As the International Maritime Organization (IMO) continues its drive to reduce sulphur emissions from ships, John Smythe, global marine and large engine technical adviser at Infineum, comments on the effect of current and future measures on lubricants and fuels.
Today’s shipping industry transports about 90% of global trade and offers one of the greenest solutions for transporting goods. The IMO’s Marine Environment Protection Committee (MEPC) is tasked with introducing measures to prevent and control pollution caused by ships. The International Convention for the Prevention of Pollution from ships (MARPOL) Annex VI, which was first adopted in 1997, limits the main air pollutants contained in the exhaust gas, including sulphur oxides (SOx) – a hot topic in the maritime industry today.
Sulphur limits falling
Sulphur reduction has been high on the agenda for some time. Since 2008, sulphur limits in open waters have fallen from 4.5% to 3.5% m/m – a drop that did not preclude the use of heavy fuel oils (HFO). In the next decade, the sulphur level at sea is set to fall again from 3.5% to 0.5% m/m.
However, this change will require significant investment and, because there are some concerns about the availability of low sulphur fuels that will be required to help meet the new target, there is some uncertainty about the exact implementation date.

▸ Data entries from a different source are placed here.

PR #481, opened 2017-04-17
Fix batch permissions edit

### LINKED ISSUE #463: Batch editing: works were put under a lease when they should've been public visibility
Was batch adding user permissions to a group of works, the users were added but then the works were put under a lease when they should've been public visibility.

hackmastera:
Fixes #463 

The bulk of this is a revert of a pre-7.3 fix that was half-fixed upstream; the upgrade's fix conflicted with the previous fix. The rest of the PR adds back in desired enhancements.


app/controllers/batch_edits_controller.rb
```diff
@@ -7,4 +7,30 @@ def form_class
     BatchEditForm
   end
 
+  # nearly straight-up copy of sufia's method
+  def update
```
jrochkind: I assume "nearly" straight-up copy of sufia's method means it's not an _exact_ copy... or there'd be no reason to copy it and override it? Would it be good for the comment to say what the "nearly" is?

app/controllers/batch_edits_controller.rb
```diff
@@ -7,4 +7,30 @@ def form_class
...
+  # object needs to be saved before it's passed to the jobs.
+  def update_works
+    batch.each do |doc_id|
+      obj = ActiveFedora::Base.find(doc_id, :cast=>true)
+      previous_visibility = obj.visibility
+      update_document(obj)
+      obj.save
+      VisibilityCopyJob.perform_later(obj) unless previous_visibility == obj.visibility
+      InheritPermissionsJob.perform_later(obj) if work_params.fetch(:permissions_attributes, nil)
+    end
```
jrochkind: What is this doing differnetly than upstream?  Doing it in a bg job instead of foreground? Or propogating visibility and permissions at all? Other?

hackmastera:
@jrochkind I expanded the comments; let me know if this addresses your questions.

I suppose I could have done this as a monkey-patch; feel free to make an argument for that if you think it's better.

jrochkind:
I'm not really sure if a monkey-patch would be better, so am not going to make the argument, it's good enough! Nice work, thanks for figuring this out.

hackmastera:
:)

MEPC has agreed on the terms of reference for a review of the availability of fuel oils that meet the new sulphur target. A Steering Committee consisting of 13 member-states, one inter-governmental organisation and six international non-governmental organisations has been established to oversee the review. Depending on the outcome of this feasibility review, which is to be completed no later than 2018, the requirement to cut sulphur to 0.5% m/m outside emission control areas (ECAs) could be in place as of January 1, 2020, or postponed until January 1, 2025.
In coastal waters that have been designated as ECAs or sulphur emission control areas (SECAs), sulphur was cut by a factor of 10 in January 2015 to 0.1%, and at present there are no plans on the table to reduce this further. This huge change means ships entering these waters that burn HFO at sea must now either install scrubbing equipment or switch to low sulphur fuel or liquid natural gas inside ECAs.
The dual and single fuel approaches being adopted to meet these new limits present a number of challenges including cost, availability, reliability and handling.
Impact on fuels
The successful implementation of a cut from 1% to 0.10% sulphur fuel in ECAs was handled using standard diesel, low sulphur marine gas oil and hybrid fuels. While alternatives such as exhaust gas scrubbers are in use, the cost of retrofitting these for use in older vessels is uneconomical in many cases.
The forthcoming reduction of the global sulphur cap from 3.5% today to 0.50% in 2020 or 2025 means we can expect major adjustments in supply patterns and significantly increased demand on refinery conversion processes handling residual streams. Current estimates suggest that well over 100 million tonnes per year of residual fuel will need to be switched to distillate-type molecules to meet the requirements of the 0.50% global sulphur cap. That is a significantly bigger step than the introduction of the 0.10% sulphur ECA fuel.
The industry has a number of potential options, the use of low sulphur bunker fuel being one solution. However, we are now less than four years away from the earliest possible implementation date, which is a very short period of time for refiners to decide on and implement major refinery investments to meet changes in fuel quality and demand. This could result in real availability issues of low sulphur fuels.
Although diesel fuel could be redirected towards the marine market, it is unclear whether the marine fleet will be prepared to pay additional price premiums for low sulphur fuels. In our view, the costs associated with HFO will continue to be significant in the marine sector, although the balance with marine diesel oil (MDO) will shift over time. As such, scrubbers will be fitted to enable HFO use.
Impact on lubricant formulations
The new sulphur limits also impact lubricant formulations since the base number (BN) needs to match the fuel type. High BN is needed for use with high sulphur fuels to neutralise the acids that are produced, while in low sulphur fuels, OEMs are looking for lubricants with 40 BN or less.
Ship owners would value a single lubricant, which could provide sufficient protection whatever fuel the vessel is using. But, as sulphur levels continue to fall this will be increasingly difficult to achieve.
However, the wider mix of fuels being used to meet the sulphur limits impacts lubricant formulations beyond BN. In lubricants for use in high sulphur fuels it is important to balance BN and ash levels to neutralise combustion acids and maintain the cleanliness of the piston assembly. Engines running on low sulphur fuels need lubricants with lower total BN and improved wear control. Where dual or multi-fuel engines are used, lubricants also need to provide advanced corrosion and wear protection.
In our experience, the wide variety of fuel options means OEMs will typically recommend engine lubricants that are suitable for the most severe fuel in use.
Infineum is already involved in a number of projects with OEMs, ship operators and with fuel and lubricant producers to ensure that products meet the requirements of all stakeholders and are co-engineered in time to meet these regulatory challenges.